▶ [Given information]:
+===+
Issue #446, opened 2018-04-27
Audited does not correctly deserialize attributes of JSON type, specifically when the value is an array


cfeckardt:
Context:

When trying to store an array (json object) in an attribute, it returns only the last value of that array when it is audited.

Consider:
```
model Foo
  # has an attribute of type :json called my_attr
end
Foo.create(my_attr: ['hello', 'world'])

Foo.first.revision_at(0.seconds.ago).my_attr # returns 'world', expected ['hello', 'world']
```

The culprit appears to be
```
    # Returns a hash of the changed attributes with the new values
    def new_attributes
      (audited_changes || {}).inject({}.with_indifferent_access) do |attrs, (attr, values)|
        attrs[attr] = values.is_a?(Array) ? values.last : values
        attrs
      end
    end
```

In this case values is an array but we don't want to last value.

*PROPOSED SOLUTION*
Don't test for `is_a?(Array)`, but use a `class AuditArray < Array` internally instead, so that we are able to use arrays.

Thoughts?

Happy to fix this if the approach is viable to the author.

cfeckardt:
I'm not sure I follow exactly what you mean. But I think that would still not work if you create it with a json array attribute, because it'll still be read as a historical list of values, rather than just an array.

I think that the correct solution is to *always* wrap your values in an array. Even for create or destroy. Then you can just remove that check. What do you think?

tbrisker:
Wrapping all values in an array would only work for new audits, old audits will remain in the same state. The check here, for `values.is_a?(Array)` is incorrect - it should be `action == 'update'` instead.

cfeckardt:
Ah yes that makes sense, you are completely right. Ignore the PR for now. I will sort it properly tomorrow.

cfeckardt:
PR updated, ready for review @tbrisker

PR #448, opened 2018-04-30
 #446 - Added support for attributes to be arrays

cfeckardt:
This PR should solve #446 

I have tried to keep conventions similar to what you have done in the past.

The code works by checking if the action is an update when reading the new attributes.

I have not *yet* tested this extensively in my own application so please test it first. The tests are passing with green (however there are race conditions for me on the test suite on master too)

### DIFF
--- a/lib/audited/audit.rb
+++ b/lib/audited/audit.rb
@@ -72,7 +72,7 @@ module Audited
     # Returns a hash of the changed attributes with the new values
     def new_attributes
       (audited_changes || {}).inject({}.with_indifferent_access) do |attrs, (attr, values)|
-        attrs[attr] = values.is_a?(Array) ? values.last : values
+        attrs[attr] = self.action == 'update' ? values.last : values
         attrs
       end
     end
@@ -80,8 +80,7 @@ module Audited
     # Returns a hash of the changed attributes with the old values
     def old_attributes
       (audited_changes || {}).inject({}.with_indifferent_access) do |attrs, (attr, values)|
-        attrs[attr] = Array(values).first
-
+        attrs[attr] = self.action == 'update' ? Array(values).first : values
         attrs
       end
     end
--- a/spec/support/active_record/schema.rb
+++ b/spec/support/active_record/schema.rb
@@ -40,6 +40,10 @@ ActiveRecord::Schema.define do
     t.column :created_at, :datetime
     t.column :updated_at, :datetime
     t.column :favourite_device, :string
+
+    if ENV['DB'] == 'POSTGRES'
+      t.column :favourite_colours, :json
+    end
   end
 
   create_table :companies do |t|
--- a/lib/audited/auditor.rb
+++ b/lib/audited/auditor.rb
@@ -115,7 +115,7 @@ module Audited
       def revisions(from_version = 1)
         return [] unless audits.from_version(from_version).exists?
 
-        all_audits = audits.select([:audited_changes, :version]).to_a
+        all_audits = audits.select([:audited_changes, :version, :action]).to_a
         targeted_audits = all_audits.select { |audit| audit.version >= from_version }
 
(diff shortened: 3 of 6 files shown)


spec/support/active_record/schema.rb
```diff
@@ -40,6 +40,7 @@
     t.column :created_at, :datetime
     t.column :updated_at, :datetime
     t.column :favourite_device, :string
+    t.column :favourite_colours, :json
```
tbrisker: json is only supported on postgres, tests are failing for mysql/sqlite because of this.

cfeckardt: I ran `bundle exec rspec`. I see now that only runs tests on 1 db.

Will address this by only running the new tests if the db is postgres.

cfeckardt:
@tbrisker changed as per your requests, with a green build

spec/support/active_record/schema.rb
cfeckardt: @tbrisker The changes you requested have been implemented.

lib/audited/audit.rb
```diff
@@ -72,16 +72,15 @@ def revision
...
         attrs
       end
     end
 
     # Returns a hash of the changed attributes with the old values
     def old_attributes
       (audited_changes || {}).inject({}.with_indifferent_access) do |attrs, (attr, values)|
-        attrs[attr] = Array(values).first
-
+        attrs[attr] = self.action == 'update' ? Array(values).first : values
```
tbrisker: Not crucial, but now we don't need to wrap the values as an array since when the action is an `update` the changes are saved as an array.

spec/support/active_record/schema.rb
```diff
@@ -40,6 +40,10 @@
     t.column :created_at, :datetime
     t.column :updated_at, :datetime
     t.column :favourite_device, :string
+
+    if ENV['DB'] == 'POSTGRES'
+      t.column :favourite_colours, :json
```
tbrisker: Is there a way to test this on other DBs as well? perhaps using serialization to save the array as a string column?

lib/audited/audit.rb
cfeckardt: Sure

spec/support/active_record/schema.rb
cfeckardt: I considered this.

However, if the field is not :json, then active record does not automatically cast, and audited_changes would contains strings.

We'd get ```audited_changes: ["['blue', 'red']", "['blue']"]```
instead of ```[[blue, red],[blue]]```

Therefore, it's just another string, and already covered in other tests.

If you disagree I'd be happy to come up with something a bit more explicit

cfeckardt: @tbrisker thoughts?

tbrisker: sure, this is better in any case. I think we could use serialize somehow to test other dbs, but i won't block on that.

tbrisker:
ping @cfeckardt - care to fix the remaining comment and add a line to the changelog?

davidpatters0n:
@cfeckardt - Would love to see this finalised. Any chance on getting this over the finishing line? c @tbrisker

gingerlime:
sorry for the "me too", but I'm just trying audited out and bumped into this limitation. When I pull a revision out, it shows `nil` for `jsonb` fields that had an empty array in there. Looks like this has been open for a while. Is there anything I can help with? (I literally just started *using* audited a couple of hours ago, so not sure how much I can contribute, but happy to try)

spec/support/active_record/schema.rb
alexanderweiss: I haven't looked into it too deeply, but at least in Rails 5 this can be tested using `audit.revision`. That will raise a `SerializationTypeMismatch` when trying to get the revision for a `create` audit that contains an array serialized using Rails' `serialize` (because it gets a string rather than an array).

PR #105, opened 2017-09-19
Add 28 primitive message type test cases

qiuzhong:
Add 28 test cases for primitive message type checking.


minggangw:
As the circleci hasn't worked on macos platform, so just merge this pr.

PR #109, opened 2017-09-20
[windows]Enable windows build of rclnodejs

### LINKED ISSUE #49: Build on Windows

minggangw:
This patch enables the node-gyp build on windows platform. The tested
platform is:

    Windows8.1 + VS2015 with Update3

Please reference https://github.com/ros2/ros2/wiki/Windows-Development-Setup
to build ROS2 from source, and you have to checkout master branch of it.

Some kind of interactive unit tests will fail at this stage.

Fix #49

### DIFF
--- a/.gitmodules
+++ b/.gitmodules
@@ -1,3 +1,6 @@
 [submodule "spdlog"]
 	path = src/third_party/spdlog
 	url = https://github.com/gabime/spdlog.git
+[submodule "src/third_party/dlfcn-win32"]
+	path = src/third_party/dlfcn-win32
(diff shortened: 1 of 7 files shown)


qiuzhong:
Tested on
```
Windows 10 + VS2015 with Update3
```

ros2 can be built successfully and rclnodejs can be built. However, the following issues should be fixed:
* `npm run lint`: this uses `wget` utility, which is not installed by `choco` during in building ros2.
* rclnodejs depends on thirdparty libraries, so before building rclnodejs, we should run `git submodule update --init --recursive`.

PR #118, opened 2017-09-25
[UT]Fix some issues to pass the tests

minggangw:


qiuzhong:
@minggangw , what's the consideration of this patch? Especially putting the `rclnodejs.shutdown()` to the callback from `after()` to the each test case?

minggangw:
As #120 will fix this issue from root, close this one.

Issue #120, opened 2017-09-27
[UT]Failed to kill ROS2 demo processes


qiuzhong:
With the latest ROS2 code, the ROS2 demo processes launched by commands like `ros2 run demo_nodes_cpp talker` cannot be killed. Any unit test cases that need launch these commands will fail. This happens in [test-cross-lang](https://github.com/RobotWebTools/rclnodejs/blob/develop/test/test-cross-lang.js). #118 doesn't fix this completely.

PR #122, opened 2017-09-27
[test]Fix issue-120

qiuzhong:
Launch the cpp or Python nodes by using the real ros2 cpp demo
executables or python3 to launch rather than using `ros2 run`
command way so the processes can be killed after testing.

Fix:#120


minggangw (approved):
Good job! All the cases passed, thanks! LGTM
+===+
▶ [Required action]: All that is wanted is a faithful reproduction of the line above with "-72,7 +72,7 @@ module Audited", the line with "-80,8 +80,7 @@ module Audited", and every line in between.

▶ [Exercise output]:
@@ -72,7 +72,7 @@ module Audited
     # Returns a hash of the changed attributes with the new values
     def new_attributes
       (audited_changes || {}).inject({}.with_indifferent_access) do |attrs, (attr, values)|
-        attrs[attr] = values.is_a?(Array) ? values.last : values
+        attrs[attr] = self.action == 'update' ? values.last : values
         attrs
       end
     end
@@ -80,8 +80,7 @@ module Audited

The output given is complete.